Microsoft dead in the water?

In the latest episode of This Week In Tech, John C. Dvorak and Leo Laporte think that Microsoft is "dead in the water" because the company is so stagnant. I'm not entirely in agreement, but they do have a point.

Longhorn certainly has become a joke. Honestly, Windows XP has been solid for me since beta 2, with not a single blue screen that I've had. It's not high on the "pretty" factor like OS X or anything, but I'm not sure if I even need it.

But while that gets the headlines, other parts of Microsoft have been getting it together. The forthcoming Visual Studio 2005 and .NET Framework v2 are just around the corner. Granted, they're screwing that up with this asinine segmentation of the Visual Studio line (the idea that the testing stuff comes in one particular edition and not all of them shows that some marketing moron is still driving development), but for those of us already using .NET, it's a huge improvement.

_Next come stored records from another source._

PR #844, opened 2023-09-29
Adding a reason for delay for polio campaigns: VRF_NOT_SIGNED

madewulf:


plugins/polio/models.py
quang-le, line 1: I think you need a migration for this change

quang-le (changes requested):

quang-le (approved):

PR #851, opened 2023-10-04
IA-2473:Optimizing campaigns endpoint

madewulf:
Added a lot of prefetch_related
Ensured that we didn't make sql queries for data that we already had in memory
Prevented the loading of geometries from the database when they are not needed. 

Result: from 26 seconds to 0.9 seconds to get all the campaigns on my Mac M1 and from 3699 sql requests to 16 (or 22 when logged in)

IA-2473


plugins/polio/api/campaigns/campaigns.py
```diff
@@ -134,7 +133,9 @@ def get_top_level_org_unit_id(self, campaign):
 
     def get_general_status(self, campaign):
         now_utc = timezone.now().date()
-        for round in campaign.rounds.all().order_by("-number"):
+        ordered_rounds = list(campaign.rounds.all())
+        ordered_rounds.sort(key=lambda x: x.number, reverse=True)
```
quang-le, line 137: I would never have thought it was cheaper to do the ordering this way

plugins/polio/api/lqas_im/lqasim_zoom_in_map.py
```diff
@@ -124,12 +124,12 @@ def list(self, request):
                 continue
             if latest_active_campaign.separate_scopes_per_round:
                 scope = latest_active_campaign.get_districts_for_round_number(round_number)
-
             else:
                 scope = latest_active_campaign.get_all_districts()
             # Visible districts in scope
+            scope_qs = OrgUnit.objects.filter(id__in=[ou.id for ou in scope])
```
quang-le, line 130: I don't understand this one: both `get_districts_for_round_number` and `get_all_districts` return a queryset that already filtered the OrgUnits in the scope

plugins/polio/api/campaigns/campaigns.py
madewulf: It prevents additional requests to the database server while we already have the data. 

Going through the network is usally an order of magnitude slower than accessing memory. 

Here it works because I prefetched all the rounds in prefetch_related. If that was not there, we would do one request per campaign

hakifran (approved):
Good for me

PR #852, opened 2023-10-04
POLIO-1223 Expiry date is past but the status is APPROVED and not EXPIRED

SimonDus:
The vaccine Authorisation status job was looking exactly for a date expired since 1 day. Normally it’s impossible to create an authorisation with a past expiration_date so this case should not happen in production. However I did  change the script to look for all the past dates instead of strictly today - 1.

The Xbox 360 has potential way beyond gaming. The quest for the ultimate "set-top box" is still something that I'm not sure consumers are ready for, but it sounds like 360 will be that box, even if they don't push it as such... at first. I say ditch the whole Windows Media Center and push 360.

Despite being a big fan of Microsoft, the company frustrates me so much. The kingdoms don't talk to each other enough or understand what the others do. While the Xbox group is out to change the world, the Windows group doesn't appear to be doing anything except dragging its feet on a product that only serves one purpose: To generate upgrade revenue. The product has no clear point to it or vision.

It should be an interesting fall/winter as these two major products hit the street though. I'm looking forward to it.

3 Comments

  • Yep. Regretfully longhorn has become a joke. I hope it does not stay that way, but the time for talk is over. There is no more cheerleading Scoble can do right now.

  • the client might might seem to be pretty stagnant right now, even if there are lots of cool longhorn bits coming in the pipeline (monad, indigo);

    meanwhile the (production) action is all on the server (biztalk, sharepoint, reporting services, .NET)

  • I think OS X is cheesy and I can't imagine doing any serious work with it. Everytime I have to work on someone's Mac, I'm reminded of how un-unpowerful I can feel.